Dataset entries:
══════
PR #1284, opened 2019-06-19
[SW-1364] Rename SVM to SparkSVM

jakubhava:


ml/src/main/java/org/apache/spark/ml/spark/models/svm/SparkSVM.java
```diff
@@ -45,16 +45,16 @@
 
 import static scala.collection.JavaConversions.*;
 
-public class SVM extends ModelBuilder<SVMModel, SVMParameters, SVMOutput> {
+public class SparkSVM extends ModelBuilder<SVMModel, SparkSVMParameters, SVMOutput> {
```
mn-mikke: Shouldn't the prefix be added to  `SVMModel` and `SVMOutput` as well?

PR #1292, opened 2019-06-21
[SW-1375] Single execution path for all spark->h2o frame conversions

jakubhava:
**The benefits:** 
 - Single code handling all conversions - no duplication & fixes are on one places
 - Consistency across product - this change already helped me discover 2 inconsistencies and one bug in the original SparkDataFrame converter
- Less code to maintain
- Major use-case - Spark DataFrames is not affected

**Disadvantages:** 
- Extra conversions from RDD to DF before actual conversion. However the major use-case ( SparkFrame -> H2OFrame) remains unaffected. Converting from RDD is really a minor use-cases, I think it's beneficial sacrifice.


core/src/main/scala/org/apache/spark/h2o/utils/H2OSchemaUtils.scala
```diff
@@ -231,9 +231,14 @@ object H2OSchemaUtils {
     val maxCollectionSizes = if (sizeFromMetadata.forall(_.isDefined)) {
       sizeFromMetadata.map(_.get).toArray
     } else {
-      flatDataFrame.rdd.map { row =>
+      val sizes = flatDataFrame.rdd.map { row =>
         collectionIndices.map { idx => getCollectionSize(row, idx) }
-      }.reduce((a, b) => a.indices.map(i => if (a(i) > b(i)) a(i) else b(i))).toArray
+      }
+      if (sizes.isEmpty) {
```
jakubhava: This is the bug for normal SparkDataFrame conversions. Will fail on empty collections

core/src/main/scala/org/apache/spark/h2o/utils/H2OSchemaUtils.scala
```diff
@@ -438,9 +438,14 @@ object H2OSchemaUtils {
...
+        Array(0)
+      } else {
+        sizes.reduce((a, b) => a.indices.map(i => if (a(i) > b(i)) a(i) else b(i))).toArray
```
mn-mikke: WDYT about rewriting the logic to Dataframe API? 
Something like: ```df.groupBy().max().collect()```

jakubhava: I think we will get rid of this after our flatting method supports flattening dense vectors ( and sparse vectors aligns to the same size)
══════
**ABOUT THIS EXERCISE**. From the very first line of the records down to the line with "- Single code", please write out each line exactly, including both ends and no other lines.

**WRITTEN SOLUTION**.
PR #1284, opened 2019-06-19
[SW-1364] Rename SVM to SparkSVM

jakubhava:


ml/src/main/java/org/apache/spark/ml/spark/models/svm/SparkSVM.java
```diff
@@ -45,16 +45,16 @@
 
 import static scala.collection.JavaConversions.*;
 
-public class SVM extends ModelBuilder<SVMModel, SVMParameters, SVMOutput> {
+public class SparkSVM extends ModelBuilder<SVMModel, SparkSVMParameters, SVMOutput> {
```
mn-mikke: Shouldn't the prefix be added to  `SVMModel` and `SVMOutput` as well?

PR #1292, opened 2019-06-21
[SW-1375] Single execution path for all spark->h2o frame conversions

jakubhava:
**The benefits:** 
 - Single code handling all conversions - no duplication & fixes are on one places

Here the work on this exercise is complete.